3. The organic electroluminescent diode according to claim 2, wherein the infrared luminescent material is copper phthalocyanine or tris(8-hydroxyquinoline)erbium.

4. The organic electroluminescent diode as claimed in claim 1, wherein the red, green, blue and infrared sub-pixels in each pixel unit are arranged side by side.

5. The organic electroluminescent diode according to claim 4, wherein in each pixel unit, from left to right, they are: red sub-pixel, green sub-pixel, blue sub-pixel, and infrared sub-pixel. .

6. The organic electroluminescent diode as claimed in claim 1, wherein the red, green, blue and infrared sub-pixels in each pixel unit are arranged in a square arrangement.

7. The organic electroluminescent diode as claimed in claim 6, wherein in each pixel unit, clockwise from the upper left are: red sub-pixel, green sub-pixel, infrared sub-pixel, and blue sub-pixel. .

8. The organic electroluminescent diode according to claim 1, wherein the light-transmitting substrate is a glass substrate.

9. The organic electroluminescent diode according to claim 1, wherein the anode is indium tin oxide.

10. The organic electroluminescent diode according to claim 9, wherein the anode is formed on the light-transmitting substrate by sputtering.

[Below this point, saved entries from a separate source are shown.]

PR #550, opened 2024-09-15
Add zvbc extension

rez5427:


jrtc27:
Why did you close https://github.com/riscv/sail-riscv/pull/549? Please don't create new PRs when the existing one can be updated just fine...

rez5427:
Sorry...

rez5427:
> Why did you close #549? Please don't create new PRs when the existing one can be updated just fine...

Sorry...

rez5427:
I followed the instructions from the [riscv-vector-tests](https://github.com/chipsalliance/riscv-vector-tests) repository and used the nightly version of the riscv-gnu-toolchain to generate code with the ZVBC extension. I ran six tests from the riscv-vector-tests, all of which successfully passed.
test

nadime15:
Hi @rez5427, your PR looks nearly complete. Would you like to rebase your code? Once that’s done, we can review it again.

model/riscv_insts_zvbc.sail
```diff
@@ -0,0 +1,163 @@
...
+/*  directories except where otherwise noted is subject the BSD                          */
+/*  two-clause license in the LICENSE file.                                              */
+/*                                                                                       */
+/*  SPDX-License-Identifier: BSD-2-Clause                                                */
+/*=======================================================================================*/
+
+enum clause extension = Ext_Zvbc
+function clause extensionEnabled(Ext_Zvbc) = true
+
+mapping vm_name : bits(1) <-> string = {
```
jordancarlin, line 12: I think you should be able to use the existing `maybe_vmask` function instead of defining this new one. This one also doesn't match the assembly from the isa manual.

model/riscv_insts_zvbc.sail
```diff
@@ -0,0 +1,163 @@
...
+  0b0 <-> "0",
+  0b1 <-> "1"
+}
+
+union clause ast = VCLMUL_VV : (bits(1), regidx, regidx, regidx)
```
jordancarlin, line 17: These should use `vregidx` for vector register arguments instead of `regidx`.

model/riscv_insts_zvbc.sail
```diff
@@ -0,0 +1,163 @@
...
+
+function clause execute (VCLMUL_VV(vm, vs2, vs1, vd)) = {
+  let SEW                     = get_sew();
+  let LMUL_pow                = get_lmul_pow();
+  let num_elem                = get_num_elem(LMUL_pow, SEW);
+
+  let 'n = num_elem;
+  let 'm = SEW;
+
+  var mask    : vector('n, dec, bool)     = undefined;
```
jordancarlin, line 33: I don't think this line is necessary. It should be sufficient to define mask with the let statement below.

model/riscv_insts_zvbc.sail
```diff
@@ -0,0 +1,163 @@
...
+  let vm_val  : bits('n)                  = read_vmask(num_elem, vm, 0b00000);
+  let vd_val  : vector('n, dec, bits('m)) = read_vreg(num_elem, SEW, LMUL_pow, vd);
```
jordancarlin, line 35:
```suggestion
  let vd_val  : vector('n, bits('m)) = read_vreg(num_elem, SEW, LMUL_pow, vd);
```

Sail no longer supports different ordering for individual vectors so this is unnecessary.

jordancarlin (changes requested):
I haven't compared this with the spec yet, but here are some initial comments on the Sail syntax. The extension also needs to be added to the list in the README.

model/riscv_insts_zvbc.sail
jordancarlin: This one is also why CI is failing.

model/riscv_insts_zvbc.sail
```diff
@@ -0,0 +1,163 @@
...
+    };
+};
+  vstart = zeros();
+  RETIRE_SUCCESS
+}
+
+union clause ast = VCLMUL_VX : (bits(1), regidx, regidx, regidx)
+
+mapping clause encdec = VCLMUL_VX (vm, vs2, rs1, vd) if extensionEnabled(Ext_Zvbc)
+  <-> 0b001100 @ vm @ encdec_vreg(vs2) @ encdec_reg(rs1) @ 0b110 @ encdec_vreg(vd) @ 0b1010111 if extensionEnabled(Ext_Zvbc)
```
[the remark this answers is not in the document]
rez5427: thanks for noticing

README.md
```diff
@@ -113,6 +113,7 @@ Supported RISC-V ISA features
 - V extension for vector operations, v1.0
 - Zvbb extension for vector basic bit-manipulation, v1.0
 - Zvkb extension for vector cryptography bit-manipulation, v1.0
+- Zvbc extension for vector carryless multiplication, v1.0
```
jordancarlin, line 116: Move this up after Zvbb before Zvkb (and the same in riscv_extensions.sail)

model/riscv_insts_zvbc.sail
jordancarlin: You should be able to delete this function now that you're no longer using it.

rez5427:
I should install sail 0.19

model/riscv_insts_zvbc.sail
```diff
@@ -0,0 +1,158 @@
...
+
+function clause execute (VCLMUL_VV(vm, vs2, vs1, vd)) = {
+  let SEW                     = get_sew();
+  let LMUL_pow                = get_lmul_pow();
+  let num_elem                = get_num_elem(LMUL_pow, SEW);
+
+  let 'n = num_elem;
+  let 'm = SEW;
+
+  let vm_val  : bits('n)                  = read_vmask(num_elem, vm, 0b00000);
```
jordancarlin, line 32:
```suggestion
  let vm_val  : bits('n)                  = read_vmask(num_elem, vm, zvreg);
```

nadime15 (commented):
Okay, I verified the implementation against the vector test suite, and all tests passed successfully.

Besides the formatting, there is just one thing to change for now.

From the spec:
 > These instructions are only defined for SEW=64.

You could add an assert to check for this.

I just noticed that Crypto Vector extensions have dependencies on Zve32x and Zve64x.
In the case of Zvbc, it's Zve64x, but we can ignore this for now.

rez5427:
@nadime15 maybe like this `assert(SEW == 64, "Only SEW=64 supported for zvbc");`

model/riscv_insts_zvbc.sail
```diff
@@ -0,0 +1,157 @@
...
+/*                                                                                       */
+/*  SPDX-License-Identifier: BSD-2-Clause                                                */
+/*=======================================================================================*/
+
+function clause extensionEnabled(Ext_Zvbc) = true
+
+union clause ast = VCLMUL_VV : (bits(1), vregidx, vregidx, vregidx)
+
+mapping clause encdec = VCLMUL_VV (vm, vs2, vs1, vd)
+  <-> 0b001100 @ vm @ encdec_vreg(vs2) @ encdec_vreg(vs1) @ 0b010 @ encdec_vreg(vd) @ 0b1010111 when extensionEnabled(Ext_Zvbc)
```
nadime15, line 14:
```suggestion
mapping clause encdec = VCLMUL_VV (vm, vs2, vs1, vd)
  <-> 0b001100 @ vm @ encdec_vreg(vs2) @ encdec_vreg(vs1) @ 0b010 @ encdec_vreg(vd) @ 0b1010111
  when extensionEnabled(Ext_Zvbc)
```

See #809

model/riscv_insts_zvbc.sail
```diff
@@ -0,0 +1,157 @@
+/*=======================================================================================*/
+/*  This Sail RISC-V architecture model, comprising all files and                        */
+/*  directories except where otherwise noted is subject the BSD                          */
+/*  two-clause license in the LICENSE file.                                              */
+/*                                                                                       */
+/*  SPDX-License-Identifier: BSD-2-Clause                                                */
+/*=======================================================================================*/
+
+function clause extensionEnabled(Ext_Zvbc) = true
```
nadime15, line 9: Either we remove the switch to enable Zvbc or we change it to: 
```suggestion
function clause extensionEnabled(Ext_Zvbc) = sys_enable_zvbc()
```
Zvbb is also activated by default and does not have a switch. In my opinion, we could remove the switch for Zvbc (`sys_enable_zvbc()`) and keep it set to true.

jordancarlin:
> @nadime15 maybe like this? `assert(SEW == 64, "Only SEW=64 supported for zvbc");`

It looks like right now this assertion is reachable because there is nothing in the model stopping you from executing this instruction with a different SEW. We want to avoid reachable assertions because they cause the model to stop if they fail.

Since the instruction is only defined for SEW = 64, it would be better to encode this directly in the `encdec` clause so the instruction is not even decoded if SEW is not 64. Something like `when extensionEnabled(Ext_Zvbc) & get_sew() = 64`.

model/riscv_insts_zvbc.sail
```diff
@@ -0,0 +1,157 @@
...
+  var result = initial_result;
+
+  foreach (i from 0 to (num_elem - 1)) {
+    if mask[i] == bitone then {
+      foreach (n from 0 to (SEW - 1))
+        if vs2_val[i][n] == bitone then result[i] = result[i] ^ (vs1_val[i] << n);
+    };
+  };
+  write_vreg(num_elem, SEW, LMUL_pow, vd, result);
+  vstart = zeros();
```
jordancarlin, line 44:
```suggestion
  set_vstart(zeros());
```

This ensures V context is dirtied at the end of the instruction. See #816.

model/riscv_insts_zvbc.sail
```diff
@@ -0,0 +1,157 @@
...
+  foreach (i from 0 to (num_elem - 1)) {
+    if mask[i] == bitone then {
+      foreach (n from 0 to (SEW - 1))
+        if vs2_val[i][n] == bitone then result[i] = result[i] ^ (rs1_val << n);
+      write_vreg(num_elem, SEW, LMUL_pow, vd, result);
+    };
+  };
+  set_vstart(zeros());
+  RETIRE_SUCCESS
+}
```
nadime15, line 83:
```suggestion
  foreach (i from 0 to (num_elem - 1)) {
    if mask[i] == bitone then {
      foreach (n from 0 to (SEW - 1))
        if vs2_val[i][n] == bitone then result[i] = result[i] ^ (rs1_val << n);
    };
  };
  write_vreg(num_elem, SEW, LMUL_pow, vd, result);
  set_vstart(zeros());
  RETIRE_SUCCESS
}
```

Please do this for each instruction.

model/riscv_insts_zvbc.sail
```diff
@@ -0,0 +1,157 @@
...
+  let num_elem                = get_num_elem(LMUL_pow, SEW);
+
+  let 'n = num_elem;
+  let 'm = SEW;
+
+  let vm_val  : bits('n)                  = read_vmask(num_elem, vm, zvreg);
+  let vd_val  : vector('n, bits('m)) = read_vreg(num_elem, SEW, LMUL_pow, vd);
+
+  let rs1_val : bits('m)                  = get_scalar(rs1, SEW);
+  let vs2_val : vector('n, bits('m)) = read_vreg(num_elem, SEW, LMUL_pow, vs2);
```
nadime15, line 143: Please fix the formatting for each function as well.

model/riscv_insts_zvbc.sail
```diff
@@ -0,0 +1,157 @@
+/*=======================================================================================*/
+/*  This Sail RISC-V architecture model, comprising all files and                        */
+/*  directories except where otherwise noted is subject the BSD                          */
+/*  two-clause license in the LICENSE file.                                              */
+/*                                                                                       */
+/*  SPDX-License-Identifier: BSD-2-Clause                                                */
+/*=======================================================================================*/
+
+function clause extensionEnabled(Ext_Zvbc) = sys_enable_zvbc()
```
nadime15, line 9: Would it actually make sense for all crypto vector extension to check if the Vector Extension is enabled? I would say so.

@pmundkur, @jordancarlin

nadime15 (commented):
Almost done!

rez5427:
@nadime15 maybe this is ok

model/riscv_insts_zvbc.sail
jordancarlin: From the spec:
> The Zvknhb and Zvbc Vector Crypto Extensions --and accordingly the composite extensions Zvkn, Zvknc, Zvkng, and Zvksc -- require a Zve64x base, or application ("V") base Vector Extension.
> 
> All of the other Vector Crypto Extensions can be built on any embedded (Zve*) or application ("V") base Vector Extension.

Right now we only have the `V` extension in the model. We need to go through and fix support for all of the other `Zve*` vector extensions (we have the bulk of the code for all of them already, we just need to fix what is enabled when). #785 does a little bit of this. For now, it seems reasonable to have this require `V`, but we'll need to refactor all of the vector extensionEnabled logic soon, so I don't think it's a big deal.

nadime15 (approved):
Awesome, looks good!

jordancarlin (approved):
LGTM now!

pmundkur (approved):

model/riscv_insts_zvbc.sail
```diff
@@ -0,0 +1,155 @@
+/*=======================================================================================*/
+/*  This Sail RISC-V architecture model, comprising all files and                        */
+/*  directories except where otherwise noted is subject the BSD                          */
+/*  two-clause license in the LICENSE file.                                              */
+/*                                                                                       */
+/*  SPDX-License-Identifier: BSD-2-Clause                                                */
+/*=======================================================================================*/
+
+function clause extensionEnabled(Ext_Zvbc) = sys_enable_zvbc() & extensionEnabled(Ext_V)
```
nadime15, line 9: Just one last question, do we want to keep this switch here? I think we could remove it.
@pmundkur, @jordancarlin 
```suggestion
function clause extensionEnabled(Ext_Zvbc) = extensionEnabled(Ext_V)
```

jordancarlin: I’d say with #758 almost ready to merge, we should avoid adding new command line switches that will be replaced by configuration flags. Either keep `sys_enable_zvbc()` but hardcode it to true or drop it entirely for now.

rez5427: should I remove all `sys_enable_zvbc` related code?

model/riscv_insts_zvbc.sail
```diff
@@ -0,0 +1,155 @@
+/*=======================================================================================*/
+/*  This Sail RISC-V architecture model, comprising all files and                        */
+/*  directories except where otherwise noted is subject the BSD                          */
+/*  two-clause license in the LICENSE file.                                              */
+/*                                                                                       */
+/*  SPDX-License-Identifier: BSD-2-Clause                                                */
+/*=======================================================================================*/
+
+function clause extensionEnabled(Ext_Zvbc) = sys_enable_zvbc() | extensionEnabled(Ext_V)
```
jordancarlin, line 9:
```suggestion
function clause extensionEnabled(Ext_Zvbc) = sys_enable_zvbc() & extensionEnabled(Ext_V)
```

c_emulator/riscv_sim.cpp
```diff
@@ -144,6 +145,7 @@ static struct option options[] = {
     {"enable-zicbom",               no_argument,       0, OPT_ENABLE_ZICBOM       },
     {"enable-zicboz",               no_argument,       0, OPT_ENABLE_ZICBOZ       },
     {"enable-zvkb",                 no_argument,       0, OPT_ENABLE_ZVKB         },
+    {"enable-zvbc",                 no_argument,       0, OPT_ENABLE_ZVBC         },
```
jordancarlin, line 148: All of the changes in this file should be removed.

jordancarlin (changes requested):

pmundkur (approved):

model/riscv_insts_zvbc.sail
```diff
@@ -0,0 +1,155 @@
...
+  let vd_val  : vector('n, bits('m)) = read_vreg(num_elem, SEW, LMUL_pow, vd);
+  let vs1_val : vector('n, bits('m)) = read_vreg(num_elem, SEW, LMUL_pow, vs1);
+  let vs2_val : vector('n, bits('m)) = read_vreg(num_elem, SEW, LMUL_pow, vs2);
+
+  let (initial_result, mask) = init_masked_result(num_elem, SEW, LMUL_pow, vd_val, vm_val);
+  var result = initial_result;
+
+  foreach (i from 0 to (num_elem - 1)) {
+    if mask[i] == bitone then {
+      foreach (n from 0 to (SEW - 1))
```
Timmmm, line 111: This should be `from 1 to`. Technically doesn't make a difference since 0 will always result in `result[i] = result[i] ^ 0` but they used 1 in the original pseudocode so it probably makes sense here too.

Ditto for line 148.

model/riscv_insts_zvbc.sail
```diff
@@ -0,0 +1,155 @@
...
+mapping clause assembly = VCLMULH_VV (vm, vs2, vs1, vd)
+  <-> "vclmulh.vv" ^ spc() ^ vreg_name(vd) ^ sep() ^ vreg_name(vs2) ^ sep() ^ vreg_name(vs1) ^ maybe_vmask(vm)
+
+function clause execute (VCLMULH_VV(vm, vs2, vs1, vd)) = {
+  let SEW       = get_sew();
+  let LMUL_pow  = get_lmul_pow();
+  let num_elem  = get_num_elem(LMUL_pow, SEW);
+
+  let 'n = num_elem;
+  let 'm = SEW;
```
Timmmm, line 99: Maybe just delete these and the explicit type annotations? Or if we keep the type annotations then don't have two variables for the same thing. You can do

```
let 'n = get_num_elem(...
```

model/riscv_insts_zvbc.sail
```diff
@@ -0,0 +1,155 @@
...
+
+  let rs1_val : bits('m) = get_scalar(rs1, SEW);
+  let vs2_val : vector('n, bits('m)) = read_vreg(num_elem, SEW, LMUL_pow, vs2);
+
+  let (initial_result, mask) = init_masked_result(num_elem, SEW, LMUL_pow, vd_val, vm_val);
+  var result = initial_result;
+
+  foreach (i from 0 to (num_elem - 1)) {
+    if mask[i] == bitone then {
+      foreach (n from 0 to (SEW - 1))
```
Timmmm, line 75: I feel like it would make sense to extract this into `clmul[h]` functions like in the original psuedocode. Easier to test and then it can also be shared with the scalar code.

We could maybe do that in a future PR though.

Timmmm (commented):
Some minor comments, otherwise LGTM.

nibrunie:
> Okay, I verified the implementation against the vector test suite, and all tests passed successfully.
> 
> Besides the formatting, there is just one thing to change for now.
> 
> From the spec:
> 
> > These instructions are only defined for SEW=64.
> 
> You could add an assert to check for this.
> 
> I just noticed that Crypto Vector extensions have dependencies on Zve32x and Zve64x (which are not implemented yet). In the case of Zvbc, it's Zve64x, but we can ignore this for now.

Shouldn't a comment be added in the code, maybe around
```
function clause extensionEnabled(Ext_Zvbc) = sys_enable_zvbc() & extensionEnabled(Ext_V)
```
to highlight that this will need to be fixed once `Ext_Zve*` are declared to make sure the proper dependency is checked here ?

model/riscv_insts_zvbc.sail
Timmmm: Will do this in a future PR so the scalar code can use it too.

model/riscv_insts_zvbc.sail
Timmmm: Apparently all the other vector code is in this style too so leave it for now and we can update them all at once.

model/riscv_insts_zvbc.sail
Timmmm: Just discussed this in the meeting; good to go after this is done.

Timmmm:
Ah looks like there's a small conflict that needs to be resolved...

11. An organic electroluminescent diode, including: a light-transmitting substrate, an anode provided on the light-transmitting substrate, a hole transport layer provided on the anode, a light-emitting layer provided on the hole transport layer, and a light-emitting layer provided on the anode. There is an electron transport layer on the electron transport layer and a cathode on the electron transport layer; there are several pixel units on the light-emitting layer, each pixel unit includes red, green, blue and infrared sub-pixels, and the red, green, Blue and infrared sub-pixels are driven by TFT transistors;

Wherein, the infrared sub-pixel points are formed of infrared luminescent materials; Wherein, the infrared luminescent material is copper phthalocyanine or tris(8-hydroxyquinoline)erbium;

Among them, the red, green, blue and infrared sub-pixels in each pixel unit are arranged side by side; among them, in each pixel unit, from left to right: red sub-pixel, green sub-pixel, blue sub-pixel Point, infrared sub-pixel point;

Wherein, the light-transmitting substrate is a glass substrate;

Wherein, the anode is indium tin oxide;

Wherein, the anode is formed on the light-transmitting substrate by sputtering.